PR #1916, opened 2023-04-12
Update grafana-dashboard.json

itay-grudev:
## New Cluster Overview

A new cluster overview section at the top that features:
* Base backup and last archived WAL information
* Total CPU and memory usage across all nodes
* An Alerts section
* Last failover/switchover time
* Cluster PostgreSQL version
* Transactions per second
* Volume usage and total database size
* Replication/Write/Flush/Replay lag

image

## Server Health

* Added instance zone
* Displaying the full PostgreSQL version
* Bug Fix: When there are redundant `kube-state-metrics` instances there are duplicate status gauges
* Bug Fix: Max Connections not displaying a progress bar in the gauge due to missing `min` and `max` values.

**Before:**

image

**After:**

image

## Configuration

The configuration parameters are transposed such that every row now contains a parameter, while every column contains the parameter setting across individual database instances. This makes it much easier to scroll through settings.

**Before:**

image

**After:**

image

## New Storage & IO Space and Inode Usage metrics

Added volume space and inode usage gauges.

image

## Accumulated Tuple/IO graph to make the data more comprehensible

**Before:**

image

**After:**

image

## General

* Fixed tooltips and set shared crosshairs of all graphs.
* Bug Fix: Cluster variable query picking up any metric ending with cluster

..........

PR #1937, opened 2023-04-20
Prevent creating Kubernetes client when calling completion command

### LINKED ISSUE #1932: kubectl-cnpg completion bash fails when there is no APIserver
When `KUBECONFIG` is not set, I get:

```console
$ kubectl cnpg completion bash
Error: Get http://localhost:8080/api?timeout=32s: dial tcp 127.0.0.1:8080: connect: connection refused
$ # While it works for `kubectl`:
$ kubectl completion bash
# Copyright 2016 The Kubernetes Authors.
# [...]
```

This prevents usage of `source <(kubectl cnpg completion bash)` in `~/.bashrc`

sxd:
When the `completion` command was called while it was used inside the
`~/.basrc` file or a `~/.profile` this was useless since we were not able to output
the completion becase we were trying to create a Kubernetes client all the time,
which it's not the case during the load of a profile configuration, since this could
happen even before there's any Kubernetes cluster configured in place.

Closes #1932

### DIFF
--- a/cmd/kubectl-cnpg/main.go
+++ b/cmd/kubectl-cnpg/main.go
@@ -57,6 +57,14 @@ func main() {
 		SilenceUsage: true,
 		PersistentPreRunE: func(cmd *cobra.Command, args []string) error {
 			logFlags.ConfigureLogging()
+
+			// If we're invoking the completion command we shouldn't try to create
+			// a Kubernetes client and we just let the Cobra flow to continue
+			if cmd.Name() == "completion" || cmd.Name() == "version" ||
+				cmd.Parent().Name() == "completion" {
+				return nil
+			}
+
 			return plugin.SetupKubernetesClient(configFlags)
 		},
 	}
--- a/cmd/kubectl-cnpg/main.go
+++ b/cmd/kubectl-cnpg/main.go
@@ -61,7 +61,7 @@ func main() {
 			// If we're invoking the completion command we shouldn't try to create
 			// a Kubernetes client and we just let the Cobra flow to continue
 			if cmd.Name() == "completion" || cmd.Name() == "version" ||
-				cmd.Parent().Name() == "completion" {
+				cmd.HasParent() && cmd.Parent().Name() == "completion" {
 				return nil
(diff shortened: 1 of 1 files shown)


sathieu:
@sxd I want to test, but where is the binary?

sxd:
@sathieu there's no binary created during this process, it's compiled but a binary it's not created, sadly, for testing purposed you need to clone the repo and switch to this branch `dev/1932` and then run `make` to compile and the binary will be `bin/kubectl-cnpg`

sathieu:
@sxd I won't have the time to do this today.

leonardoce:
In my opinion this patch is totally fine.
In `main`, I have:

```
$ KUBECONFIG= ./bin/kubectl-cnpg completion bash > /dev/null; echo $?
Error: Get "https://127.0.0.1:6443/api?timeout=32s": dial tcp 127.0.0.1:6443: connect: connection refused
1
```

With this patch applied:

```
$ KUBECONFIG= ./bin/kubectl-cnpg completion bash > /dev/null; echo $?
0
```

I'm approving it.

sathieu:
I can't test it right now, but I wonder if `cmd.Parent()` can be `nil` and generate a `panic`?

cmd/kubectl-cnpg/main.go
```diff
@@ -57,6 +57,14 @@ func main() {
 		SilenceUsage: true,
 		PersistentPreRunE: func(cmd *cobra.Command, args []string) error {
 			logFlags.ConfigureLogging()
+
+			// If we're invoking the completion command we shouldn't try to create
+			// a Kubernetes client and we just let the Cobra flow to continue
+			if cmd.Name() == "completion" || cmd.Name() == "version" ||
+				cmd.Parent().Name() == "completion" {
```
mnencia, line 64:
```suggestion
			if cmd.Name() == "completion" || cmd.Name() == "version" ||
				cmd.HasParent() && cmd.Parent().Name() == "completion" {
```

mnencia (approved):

..........

**THE TASK**
Please go through the data above and copy every line that has the word "version".

**ANSWER FOR THE TASK**
* Cluster PostgreSQL version
* Displaying the full PostgreSQL version
+			if cmd.Name() == "completion" || cmd.Name() == "version" ||
 			if cmd.Name() == "completion" || cmd.Name() == "version" ||
+			if cmd.Name() == "completion" || cmd.Name() == "version" ||
			if cmd.Name() == "completion" || cmd.Name() == "version" ||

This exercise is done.